Stored items
——————————

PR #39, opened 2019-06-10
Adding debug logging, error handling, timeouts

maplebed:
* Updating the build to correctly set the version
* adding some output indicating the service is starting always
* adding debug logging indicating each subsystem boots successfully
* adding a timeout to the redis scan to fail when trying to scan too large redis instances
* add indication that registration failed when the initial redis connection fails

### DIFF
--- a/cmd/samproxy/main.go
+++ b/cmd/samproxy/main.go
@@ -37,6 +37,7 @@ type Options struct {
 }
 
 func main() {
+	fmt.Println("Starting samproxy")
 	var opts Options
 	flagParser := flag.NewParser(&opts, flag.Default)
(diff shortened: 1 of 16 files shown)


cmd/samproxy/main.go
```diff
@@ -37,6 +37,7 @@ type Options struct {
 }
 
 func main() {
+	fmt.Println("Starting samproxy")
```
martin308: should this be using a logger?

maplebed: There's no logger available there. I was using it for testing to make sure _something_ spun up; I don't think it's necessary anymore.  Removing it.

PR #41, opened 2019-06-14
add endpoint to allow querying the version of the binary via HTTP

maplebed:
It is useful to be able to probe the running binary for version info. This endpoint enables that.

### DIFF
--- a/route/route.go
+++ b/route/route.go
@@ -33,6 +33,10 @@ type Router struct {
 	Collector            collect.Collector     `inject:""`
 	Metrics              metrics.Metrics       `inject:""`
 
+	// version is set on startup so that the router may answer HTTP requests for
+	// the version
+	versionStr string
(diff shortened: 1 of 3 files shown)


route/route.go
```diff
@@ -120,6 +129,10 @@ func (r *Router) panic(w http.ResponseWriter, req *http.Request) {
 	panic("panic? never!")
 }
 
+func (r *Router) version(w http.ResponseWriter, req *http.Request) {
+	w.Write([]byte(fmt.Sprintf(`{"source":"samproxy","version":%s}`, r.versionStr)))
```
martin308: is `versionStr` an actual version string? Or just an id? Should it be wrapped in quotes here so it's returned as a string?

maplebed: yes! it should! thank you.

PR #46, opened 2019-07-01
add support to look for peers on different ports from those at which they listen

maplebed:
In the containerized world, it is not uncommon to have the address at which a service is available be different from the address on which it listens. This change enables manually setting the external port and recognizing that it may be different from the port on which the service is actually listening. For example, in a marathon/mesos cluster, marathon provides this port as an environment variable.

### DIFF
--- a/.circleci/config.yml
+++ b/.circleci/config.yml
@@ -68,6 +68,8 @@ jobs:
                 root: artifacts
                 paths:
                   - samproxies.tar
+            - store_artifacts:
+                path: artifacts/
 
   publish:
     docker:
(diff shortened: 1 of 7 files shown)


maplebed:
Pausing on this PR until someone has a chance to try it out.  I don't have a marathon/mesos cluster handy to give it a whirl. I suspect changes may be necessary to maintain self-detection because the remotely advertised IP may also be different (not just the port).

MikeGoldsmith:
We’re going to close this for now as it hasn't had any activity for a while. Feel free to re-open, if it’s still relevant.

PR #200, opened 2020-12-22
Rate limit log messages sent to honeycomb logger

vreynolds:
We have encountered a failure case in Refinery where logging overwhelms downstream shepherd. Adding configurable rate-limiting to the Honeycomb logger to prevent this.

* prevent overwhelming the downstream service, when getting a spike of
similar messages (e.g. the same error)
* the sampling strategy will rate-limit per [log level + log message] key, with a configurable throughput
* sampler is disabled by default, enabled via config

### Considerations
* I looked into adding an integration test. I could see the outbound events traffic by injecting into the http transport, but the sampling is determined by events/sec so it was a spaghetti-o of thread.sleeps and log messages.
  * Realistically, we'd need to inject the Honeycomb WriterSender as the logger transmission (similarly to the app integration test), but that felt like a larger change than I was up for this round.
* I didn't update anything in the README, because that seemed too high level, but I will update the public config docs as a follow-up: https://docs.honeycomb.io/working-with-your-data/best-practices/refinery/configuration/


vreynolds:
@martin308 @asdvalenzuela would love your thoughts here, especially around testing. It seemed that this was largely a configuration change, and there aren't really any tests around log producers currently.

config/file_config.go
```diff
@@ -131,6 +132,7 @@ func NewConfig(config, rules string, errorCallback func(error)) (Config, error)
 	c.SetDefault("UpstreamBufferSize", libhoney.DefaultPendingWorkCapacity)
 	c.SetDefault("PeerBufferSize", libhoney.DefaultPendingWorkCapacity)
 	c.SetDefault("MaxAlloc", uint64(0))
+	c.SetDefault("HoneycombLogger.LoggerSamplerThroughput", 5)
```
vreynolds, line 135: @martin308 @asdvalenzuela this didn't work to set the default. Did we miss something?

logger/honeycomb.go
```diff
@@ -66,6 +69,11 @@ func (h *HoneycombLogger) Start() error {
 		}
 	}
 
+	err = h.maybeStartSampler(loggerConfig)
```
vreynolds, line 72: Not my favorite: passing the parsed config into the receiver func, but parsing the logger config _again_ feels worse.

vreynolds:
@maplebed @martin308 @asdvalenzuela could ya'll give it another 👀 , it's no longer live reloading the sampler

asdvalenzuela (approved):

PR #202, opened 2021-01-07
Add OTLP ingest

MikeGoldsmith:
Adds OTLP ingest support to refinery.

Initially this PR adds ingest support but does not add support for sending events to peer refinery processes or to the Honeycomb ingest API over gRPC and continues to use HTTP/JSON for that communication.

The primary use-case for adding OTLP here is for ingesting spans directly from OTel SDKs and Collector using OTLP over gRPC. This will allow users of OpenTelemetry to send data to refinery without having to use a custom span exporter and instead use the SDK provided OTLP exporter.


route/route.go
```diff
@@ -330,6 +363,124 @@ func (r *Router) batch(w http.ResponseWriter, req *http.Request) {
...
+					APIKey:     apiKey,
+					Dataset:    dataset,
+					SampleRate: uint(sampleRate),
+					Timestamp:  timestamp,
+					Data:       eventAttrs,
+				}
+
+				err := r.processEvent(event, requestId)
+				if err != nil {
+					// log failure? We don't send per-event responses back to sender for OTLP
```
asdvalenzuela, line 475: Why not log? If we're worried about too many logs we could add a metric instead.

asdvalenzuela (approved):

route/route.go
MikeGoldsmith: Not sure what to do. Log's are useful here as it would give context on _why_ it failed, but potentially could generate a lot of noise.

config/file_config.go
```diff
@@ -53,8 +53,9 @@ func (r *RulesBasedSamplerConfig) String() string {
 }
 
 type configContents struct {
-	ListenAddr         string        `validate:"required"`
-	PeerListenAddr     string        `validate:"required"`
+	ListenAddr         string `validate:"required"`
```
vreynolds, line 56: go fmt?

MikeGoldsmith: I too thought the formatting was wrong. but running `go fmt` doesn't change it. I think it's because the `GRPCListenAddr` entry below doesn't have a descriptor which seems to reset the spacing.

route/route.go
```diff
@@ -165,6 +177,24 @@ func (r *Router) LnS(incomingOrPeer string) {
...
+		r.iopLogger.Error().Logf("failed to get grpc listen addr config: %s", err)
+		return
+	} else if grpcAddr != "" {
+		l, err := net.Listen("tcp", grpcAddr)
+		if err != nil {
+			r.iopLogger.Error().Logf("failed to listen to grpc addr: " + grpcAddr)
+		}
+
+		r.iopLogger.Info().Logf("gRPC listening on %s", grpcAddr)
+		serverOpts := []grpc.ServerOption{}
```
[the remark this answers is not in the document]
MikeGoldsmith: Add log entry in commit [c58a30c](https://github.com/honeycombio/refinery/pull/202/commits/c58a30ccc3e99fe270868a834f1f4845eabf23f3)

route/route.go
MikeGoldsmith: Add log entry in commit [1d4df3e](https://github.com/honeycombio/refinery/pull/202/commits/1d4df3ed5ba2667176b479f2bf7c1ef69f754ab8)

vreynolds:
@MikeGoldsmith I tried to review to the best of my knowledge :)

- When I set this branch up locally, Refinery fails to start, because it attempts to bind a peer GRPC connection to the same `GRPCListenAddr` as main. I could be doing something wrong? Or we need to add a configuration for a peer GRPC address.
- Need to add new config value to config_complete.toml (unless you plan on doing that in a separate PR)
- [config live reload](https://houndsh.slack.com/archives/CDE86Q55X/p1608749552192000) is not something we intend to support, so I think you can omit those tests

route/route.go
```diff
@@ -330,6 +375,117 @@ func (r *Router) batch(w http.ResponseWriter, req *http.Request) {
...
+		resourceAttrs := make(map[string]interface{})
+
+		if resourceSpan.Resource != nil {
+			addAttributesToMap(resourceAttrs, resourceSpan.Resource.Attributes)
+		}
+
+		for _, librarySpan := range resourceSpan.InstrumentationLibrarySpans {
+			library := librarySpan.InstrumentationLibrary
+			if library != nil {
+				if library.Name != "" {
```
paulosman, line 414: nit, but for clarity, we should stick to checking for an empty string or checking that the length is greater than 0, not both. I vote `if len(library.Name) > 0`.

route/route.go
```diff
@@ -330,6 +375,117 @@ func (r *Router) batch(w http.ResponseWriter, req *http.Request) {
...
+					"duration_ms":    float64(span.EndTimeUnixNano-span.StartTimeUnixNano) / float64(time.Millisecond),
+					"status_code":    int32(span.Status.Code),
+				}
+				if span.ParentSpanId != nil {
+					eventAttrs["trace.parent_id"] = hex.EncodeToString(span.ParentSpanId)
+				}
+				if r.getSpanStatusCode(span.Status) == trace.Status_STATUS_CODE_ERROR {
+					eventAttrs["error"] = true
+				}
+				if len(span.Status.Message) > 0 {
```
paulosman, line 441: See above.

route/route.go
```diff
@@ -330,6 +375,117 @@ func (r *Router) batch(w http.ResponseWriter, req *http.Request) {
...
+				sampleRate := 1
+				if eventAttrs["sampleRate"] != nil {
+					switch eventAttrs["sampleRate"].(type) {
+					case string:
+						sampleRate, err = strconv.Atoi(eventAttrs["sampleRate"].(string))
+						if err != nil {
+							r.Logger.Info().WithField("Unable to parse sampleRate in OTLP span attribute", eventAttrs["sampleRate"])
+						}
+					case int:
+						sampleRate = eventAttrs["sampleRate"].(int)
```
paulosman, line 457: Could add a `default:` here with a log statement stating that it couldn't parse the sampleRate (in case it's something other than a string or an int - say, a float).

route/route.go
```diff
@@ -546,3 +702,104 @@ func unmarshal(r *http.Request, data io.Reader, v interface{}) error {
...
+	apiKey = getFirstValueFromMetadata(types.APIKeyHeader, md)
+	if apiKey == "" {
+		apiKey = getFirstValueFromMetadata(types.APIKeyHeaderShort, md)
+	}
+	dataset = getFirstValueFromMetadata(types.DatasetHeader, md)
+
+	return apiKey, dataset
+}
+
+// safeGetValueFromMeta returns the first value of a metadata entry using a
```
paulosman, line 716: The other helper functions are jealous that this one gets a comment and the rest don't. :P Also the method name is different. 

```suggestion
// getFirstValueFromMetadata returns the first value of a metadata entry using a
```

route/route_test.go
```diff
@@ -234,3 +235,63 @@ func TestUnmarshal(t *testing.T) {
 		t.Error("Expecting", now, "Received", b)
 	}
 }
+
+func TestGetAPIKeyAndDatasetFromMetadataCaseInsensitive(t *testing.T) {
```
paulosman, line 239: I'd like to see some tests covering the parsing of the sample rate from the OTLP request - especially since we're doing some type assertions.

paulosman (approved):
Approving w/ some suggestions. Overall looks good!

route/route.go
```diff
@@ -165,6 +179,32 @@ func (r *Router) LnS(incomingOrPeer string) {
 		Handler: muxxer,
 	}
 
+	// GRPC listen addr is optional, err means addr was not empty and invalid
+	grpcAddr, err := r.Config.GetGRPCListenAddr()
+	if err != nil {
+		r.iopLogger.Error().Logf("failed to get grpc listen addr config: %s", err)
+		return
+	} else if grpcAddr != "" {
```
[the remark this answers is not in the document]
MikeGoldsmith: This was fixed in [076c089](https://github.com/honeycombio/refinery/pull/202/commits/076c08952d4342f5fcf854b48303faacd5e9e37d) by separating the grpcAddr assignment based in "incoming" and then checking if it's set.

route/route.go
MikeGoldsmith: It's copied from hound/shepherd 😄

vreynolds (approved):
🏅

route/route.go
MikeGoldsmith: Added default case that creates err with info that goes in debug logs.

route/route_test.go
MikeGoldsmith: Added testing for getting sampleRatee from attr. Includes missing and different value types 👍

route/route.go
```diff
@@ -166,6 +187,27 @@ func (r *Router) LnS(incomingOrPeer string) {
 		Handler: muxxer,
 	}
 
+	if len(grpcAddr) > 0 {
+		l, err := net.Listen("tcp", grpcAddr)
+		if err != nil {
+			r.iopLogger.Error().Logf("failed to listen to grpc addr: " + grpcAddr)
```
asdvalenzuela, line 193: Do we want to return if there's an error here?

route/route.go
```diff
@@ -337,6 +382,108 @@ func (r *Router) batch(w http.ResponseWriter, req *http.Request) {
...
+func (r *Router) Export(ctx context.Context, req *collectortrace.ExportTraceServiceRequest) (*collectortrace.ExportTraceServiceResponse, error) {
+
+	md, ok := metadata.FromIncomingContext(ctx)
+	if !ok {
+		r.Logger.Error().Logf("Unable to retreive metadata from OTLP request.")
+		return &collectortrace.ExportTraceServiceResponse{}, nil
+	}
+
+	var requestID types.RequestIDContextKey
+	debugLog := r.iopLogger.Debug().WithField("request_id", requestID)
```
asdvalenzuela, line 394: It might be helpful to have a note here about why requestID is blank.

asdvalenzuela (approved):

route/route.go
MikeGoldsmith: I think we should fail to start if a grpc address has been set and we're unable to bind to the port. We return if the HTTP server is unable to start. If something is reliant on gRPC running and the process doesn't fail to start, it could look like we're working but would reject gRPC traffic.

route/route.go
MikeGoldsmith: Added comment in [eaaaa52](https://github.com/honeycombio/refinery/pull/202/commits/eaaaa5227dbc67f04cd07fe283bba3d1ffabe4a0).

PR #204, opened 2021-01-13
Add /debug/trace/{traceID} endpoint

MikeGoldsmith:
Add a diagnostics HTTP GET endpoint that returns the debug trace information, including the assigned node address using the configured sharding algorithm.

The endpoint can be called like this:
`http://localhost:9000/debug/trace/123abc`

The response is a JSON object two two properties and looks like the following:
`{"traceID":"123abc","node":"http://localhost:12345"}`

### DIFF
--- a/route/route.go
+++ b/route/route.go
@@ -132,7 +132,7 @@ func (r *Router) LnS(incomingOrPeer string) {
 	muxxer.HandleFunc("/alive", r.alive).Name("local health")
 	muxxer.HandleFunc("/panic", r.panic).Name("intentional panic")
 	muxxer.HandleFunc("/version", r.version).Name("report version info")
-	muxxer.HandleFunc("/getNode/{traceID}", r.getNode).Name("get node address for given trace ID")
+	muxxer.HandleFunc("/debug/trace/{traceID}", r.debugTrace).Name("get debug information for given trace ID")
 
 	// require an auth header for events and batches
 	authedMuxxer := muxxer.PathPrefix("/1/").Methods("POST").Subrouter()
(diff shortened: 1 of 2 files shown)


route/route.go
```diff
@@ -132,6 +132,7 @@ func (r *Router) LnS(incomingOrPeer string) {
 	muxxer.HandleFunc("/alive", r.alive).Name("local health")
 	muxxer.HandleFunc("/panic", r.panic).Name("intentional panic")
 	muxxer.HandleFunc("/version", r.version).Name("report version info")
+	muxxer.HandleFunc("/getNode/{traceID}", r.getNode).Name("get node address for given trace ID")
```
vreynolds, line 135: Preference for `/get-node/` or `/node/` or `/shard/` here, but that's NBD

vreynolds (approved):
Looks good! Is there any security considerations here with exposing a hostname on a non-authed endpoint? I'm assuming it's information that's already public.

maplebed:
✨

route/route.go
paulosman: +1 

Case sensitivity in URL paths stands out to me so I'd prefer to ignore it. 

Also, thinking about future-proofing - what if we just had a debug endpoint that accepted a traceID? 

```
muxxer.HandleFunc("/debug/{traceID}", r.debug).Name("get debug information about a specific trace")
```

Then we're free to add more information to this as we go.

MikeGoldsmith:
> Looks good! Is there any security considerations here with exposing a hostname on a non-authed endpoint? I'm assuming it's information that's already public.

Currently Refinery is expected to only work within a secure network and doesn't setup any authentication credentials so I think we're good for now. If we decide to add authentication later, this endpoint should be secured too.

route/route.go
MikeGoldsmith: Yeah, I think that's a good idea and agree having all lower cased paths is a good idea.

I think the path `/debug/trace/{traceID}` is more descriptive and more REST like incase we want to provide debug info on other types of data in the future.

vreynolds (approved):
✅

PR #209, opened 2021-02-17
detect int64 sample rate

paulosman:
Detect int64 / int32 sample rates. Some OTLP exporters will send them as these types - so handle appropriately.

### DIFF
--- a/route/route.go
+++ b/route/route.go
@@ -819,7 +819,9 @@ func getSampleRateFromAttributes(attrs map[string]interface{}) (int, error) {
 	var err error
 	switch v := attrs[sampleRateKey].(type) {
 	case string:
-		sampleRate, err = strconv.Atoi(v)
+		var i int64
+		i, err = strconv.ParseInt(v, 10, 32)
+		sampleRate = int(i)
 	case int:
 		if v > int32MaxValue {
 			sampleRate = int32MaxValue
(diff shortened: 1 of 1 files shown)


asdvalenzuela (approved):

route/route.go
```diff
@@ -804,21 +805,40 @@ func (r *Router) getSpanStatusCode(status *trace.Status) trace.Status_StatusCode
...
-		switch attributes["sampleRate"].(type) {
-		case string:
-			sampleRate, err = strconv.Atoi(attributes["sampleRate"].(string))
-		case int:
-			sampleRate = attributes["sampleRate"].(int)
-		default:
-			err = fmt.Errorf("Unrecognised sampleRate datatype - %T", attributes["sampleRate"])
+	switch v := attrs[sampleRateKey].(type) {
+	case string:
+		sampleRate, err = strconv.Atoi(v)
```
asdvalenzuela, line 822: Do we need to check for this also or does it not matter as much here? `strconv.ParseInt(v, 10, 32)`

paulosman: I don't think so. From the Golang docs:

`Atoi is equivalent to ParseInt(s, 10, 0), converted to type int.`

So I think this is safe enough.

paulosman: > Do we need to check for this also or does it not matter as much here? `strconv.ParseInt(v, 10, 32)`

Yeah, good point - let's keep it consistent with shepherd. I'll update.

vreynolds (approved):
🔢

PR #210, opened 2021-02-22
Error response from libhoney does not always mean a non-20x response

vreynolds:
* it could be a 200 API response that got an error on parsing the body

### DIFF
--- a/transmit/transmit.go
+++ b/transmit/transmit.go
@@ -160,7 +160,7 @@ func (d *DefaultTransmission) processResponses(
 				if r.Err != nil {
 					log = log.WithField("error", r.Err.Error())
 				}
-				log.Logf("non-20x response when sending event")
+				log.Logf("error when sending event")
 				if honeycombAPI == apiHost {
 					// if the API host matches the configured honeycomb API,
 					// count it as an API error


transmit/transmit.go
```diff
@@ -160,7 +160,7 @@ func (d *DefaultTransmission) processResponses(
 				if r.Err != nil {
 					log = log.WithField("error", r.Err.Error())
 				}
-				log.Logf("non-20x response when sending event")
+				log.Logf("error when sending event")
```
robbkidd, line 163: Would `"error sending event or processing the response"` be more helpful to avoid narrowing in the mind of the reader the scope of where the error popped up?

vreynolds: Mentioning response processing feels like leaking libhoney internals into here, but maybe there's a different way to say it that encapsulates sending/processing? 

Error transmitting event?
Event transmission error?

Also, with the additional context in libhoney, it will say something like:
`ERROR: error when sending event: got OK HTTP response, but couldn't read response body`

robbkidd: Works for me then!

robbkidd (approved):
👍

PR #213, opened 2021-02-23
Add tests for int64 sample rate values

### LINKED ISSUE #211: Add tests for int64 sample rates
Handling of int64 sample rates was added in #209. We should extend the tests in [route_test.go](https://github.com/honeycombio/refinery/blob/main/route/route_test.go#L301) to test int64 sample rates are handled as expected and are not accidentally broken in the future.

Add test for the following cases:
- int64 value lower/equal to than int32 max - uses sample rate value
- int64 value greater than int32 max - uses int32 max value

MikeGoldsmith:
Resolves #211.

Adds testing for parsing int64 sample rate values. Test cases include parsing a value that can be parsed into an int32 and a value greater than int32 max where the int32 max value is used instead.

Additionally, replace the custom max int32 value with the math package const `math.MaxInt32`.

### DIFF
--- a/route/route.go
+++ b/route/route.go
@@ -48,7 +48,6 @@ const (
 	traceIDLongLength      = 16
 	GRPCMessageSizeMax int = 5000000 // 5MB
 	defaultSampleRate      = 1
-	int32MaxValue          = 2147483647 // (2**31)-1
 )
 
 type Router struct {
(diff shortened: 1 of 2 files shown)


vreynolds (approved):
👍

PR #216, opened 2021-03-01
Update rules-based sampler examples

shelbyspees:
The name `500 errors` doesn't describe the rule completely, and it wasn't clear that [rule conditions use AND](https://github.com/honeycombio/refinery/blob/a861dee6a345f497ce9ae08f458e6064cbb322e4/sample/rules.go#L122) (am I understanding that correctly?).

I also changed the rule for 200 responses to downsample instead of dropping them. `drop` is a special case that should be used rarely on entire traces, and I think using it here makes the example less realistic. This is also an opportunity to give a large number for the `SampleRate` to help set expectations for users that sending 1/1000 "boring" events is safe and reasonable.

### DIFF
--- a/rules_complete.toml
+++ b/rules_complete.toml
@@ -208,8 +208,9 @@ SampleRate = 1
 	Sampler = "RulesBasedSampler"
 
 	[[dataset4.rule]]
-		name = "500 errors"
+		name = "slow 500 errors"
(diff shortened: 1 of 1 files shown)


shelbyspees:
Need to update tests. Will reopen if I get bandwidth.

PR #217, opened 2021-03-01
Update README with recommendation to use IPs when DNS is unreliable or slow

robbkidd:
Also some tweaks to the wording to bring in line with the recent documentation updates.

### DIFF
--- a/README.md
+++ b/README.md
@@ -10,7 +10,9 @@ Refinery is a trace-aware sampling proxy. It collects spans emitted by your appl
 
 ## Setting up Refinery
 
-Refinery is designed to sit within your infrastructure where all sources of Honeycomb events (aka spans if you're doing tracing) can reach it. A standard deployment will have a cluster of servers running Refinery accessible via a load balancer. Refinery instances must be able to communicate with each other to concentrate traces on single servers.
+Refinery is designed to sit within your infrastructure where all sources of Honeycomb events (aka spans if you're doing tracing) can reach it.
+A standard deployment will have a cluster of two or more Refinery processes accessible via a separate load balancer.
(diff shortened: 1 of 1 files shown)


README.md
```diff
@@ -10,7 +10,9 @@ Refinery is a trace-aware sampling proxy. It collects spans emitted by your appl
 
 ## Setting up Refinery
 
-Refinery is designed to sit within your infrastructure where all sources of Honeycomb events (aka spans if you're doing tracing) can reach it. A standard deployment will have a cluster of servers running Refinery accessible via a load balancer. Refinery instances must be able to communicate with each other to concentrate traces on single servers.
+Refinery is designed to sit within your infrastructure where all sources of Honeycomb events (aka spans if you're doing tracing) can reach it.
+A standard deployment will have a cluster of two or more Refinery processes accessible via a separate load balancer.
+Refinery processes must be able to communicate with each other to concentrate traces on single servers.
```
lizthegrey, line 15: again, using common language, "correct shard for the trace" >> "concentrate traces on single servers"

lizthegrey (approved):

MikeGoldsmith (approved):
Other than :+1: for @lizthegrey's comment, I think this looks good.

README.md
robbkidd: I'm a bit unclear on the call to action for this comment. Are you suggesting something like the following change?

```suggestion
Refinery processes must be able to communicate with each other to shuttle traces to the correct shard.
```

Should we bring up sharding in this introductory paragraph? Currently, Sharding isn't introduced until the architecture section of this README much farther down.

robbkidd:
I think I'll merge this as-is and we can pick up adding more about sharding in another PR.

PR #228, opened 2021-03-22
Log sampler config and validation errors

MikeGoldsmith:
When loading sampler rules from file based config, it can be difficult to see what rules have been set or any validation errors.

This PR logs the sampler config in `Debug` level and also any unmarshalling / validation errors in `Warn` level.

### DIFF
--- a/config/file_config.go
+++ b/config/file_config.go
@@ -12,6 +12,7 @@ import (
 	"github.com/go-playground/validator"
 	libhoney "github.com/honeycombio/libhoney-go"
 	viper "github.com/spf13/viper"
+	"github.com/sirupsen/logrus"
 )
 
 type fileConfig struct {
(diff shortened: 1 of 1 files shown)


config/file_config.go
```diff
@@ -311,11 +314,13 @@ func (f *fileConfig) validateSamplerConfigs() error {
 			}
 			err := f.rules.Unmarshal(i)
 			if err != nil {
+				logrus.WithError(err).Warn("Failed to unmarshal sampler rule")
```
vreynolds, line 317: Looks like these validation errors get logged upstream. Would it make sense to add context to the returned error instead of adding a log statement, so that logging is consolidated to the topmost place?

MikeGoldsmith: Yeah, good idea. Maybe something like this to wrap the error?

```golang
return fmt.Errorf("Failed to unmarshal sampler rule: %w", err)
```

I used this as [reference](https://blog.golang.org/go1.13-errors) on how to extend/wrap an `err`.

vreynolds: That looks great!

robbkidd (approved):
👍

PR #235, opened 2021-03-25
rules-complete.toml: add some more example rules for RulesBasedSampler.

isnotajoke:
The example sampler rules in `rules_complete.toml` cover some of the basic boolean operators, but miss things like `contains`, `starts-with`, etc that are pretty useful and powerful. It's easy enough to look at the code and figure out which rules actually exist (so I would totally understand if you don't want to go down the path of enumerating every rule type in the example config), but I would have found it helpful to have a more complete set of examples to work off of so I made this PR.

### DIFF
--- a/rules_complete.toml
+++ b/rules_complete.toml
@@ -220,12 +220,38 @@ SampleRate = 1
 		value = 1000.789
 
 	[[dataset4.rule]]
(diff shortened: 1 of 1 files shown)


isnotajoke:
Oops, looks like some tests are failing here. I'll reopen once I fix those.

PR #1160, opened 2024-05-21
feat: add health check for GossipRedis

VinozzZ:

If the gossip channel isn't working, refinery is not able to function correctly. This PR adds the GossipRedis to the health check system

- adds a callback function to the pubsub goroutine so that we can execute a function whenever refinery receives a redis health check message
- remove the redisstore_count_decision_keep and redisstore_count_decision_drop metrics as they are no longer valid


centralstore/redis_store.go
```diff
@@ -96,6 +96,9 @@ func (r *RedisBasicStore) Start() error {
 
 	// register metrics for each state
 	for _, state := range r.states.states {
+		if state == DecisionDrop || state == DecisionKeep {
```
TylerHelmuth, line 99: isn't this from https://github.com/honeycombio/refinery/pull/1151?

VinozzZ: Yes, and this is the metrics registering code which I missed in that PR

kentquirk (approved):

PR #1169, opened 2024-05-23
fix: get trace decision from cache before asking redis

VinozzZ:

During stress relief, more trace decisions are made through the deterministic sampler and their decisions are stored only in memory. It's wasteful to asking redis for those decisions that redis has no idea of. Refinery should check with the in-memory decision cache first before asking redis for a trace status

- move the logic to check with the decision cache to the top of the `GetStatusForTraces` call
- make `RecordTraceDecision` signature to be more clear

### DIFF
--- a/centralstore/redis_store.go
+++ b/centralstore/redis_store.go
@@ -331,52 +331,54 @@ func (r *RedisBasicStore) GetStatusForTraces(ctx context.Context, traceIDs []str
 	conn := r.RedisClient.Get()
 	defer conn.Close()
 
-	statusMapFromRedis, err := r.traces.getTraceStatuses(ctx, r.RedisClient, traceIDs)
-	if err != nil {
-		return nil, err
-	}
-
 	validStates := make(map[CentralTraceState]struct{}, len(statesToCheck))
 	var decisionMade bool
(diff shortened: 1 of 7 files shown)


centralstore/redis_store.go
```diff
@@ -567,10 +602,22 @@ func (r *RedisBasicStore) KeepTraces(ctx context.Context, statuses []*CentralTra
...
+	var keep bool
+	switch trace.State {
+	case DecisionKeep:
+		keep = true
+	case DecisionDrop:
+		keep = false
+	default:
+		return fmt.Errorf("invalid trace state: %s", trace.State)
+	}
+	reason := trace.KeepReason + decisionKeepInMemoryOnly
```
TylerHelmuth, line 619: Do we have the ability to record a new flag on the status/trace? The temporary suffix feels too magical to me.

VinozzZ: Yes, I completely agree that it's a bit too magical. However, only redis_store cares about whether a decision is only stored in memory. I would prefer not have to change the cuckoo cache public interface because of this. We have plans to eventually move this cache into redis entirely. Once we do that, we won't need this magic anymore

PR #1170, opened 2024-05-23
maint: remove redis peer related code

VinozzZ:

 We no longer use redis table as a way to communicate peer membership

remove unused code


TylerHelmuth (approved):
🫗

——————————

(Work request) Please show each line in the records above that contains "anymore".

(Response to the task)
maplebed: There's no logger available there. I was using it for testing to make sure _something_ spun up; I don't think it's necessary anymore.  Removing it.
VinozzZ: Yes, I completely agree that it's a bit too magical. However, only redis_store cares about whether a decision is only stored in memory. I would prefer not have to change the cuckoo cache public interface because of this. We have plans to eventually move this cache into redis entirely. Once we do that, we won't need this magic anymore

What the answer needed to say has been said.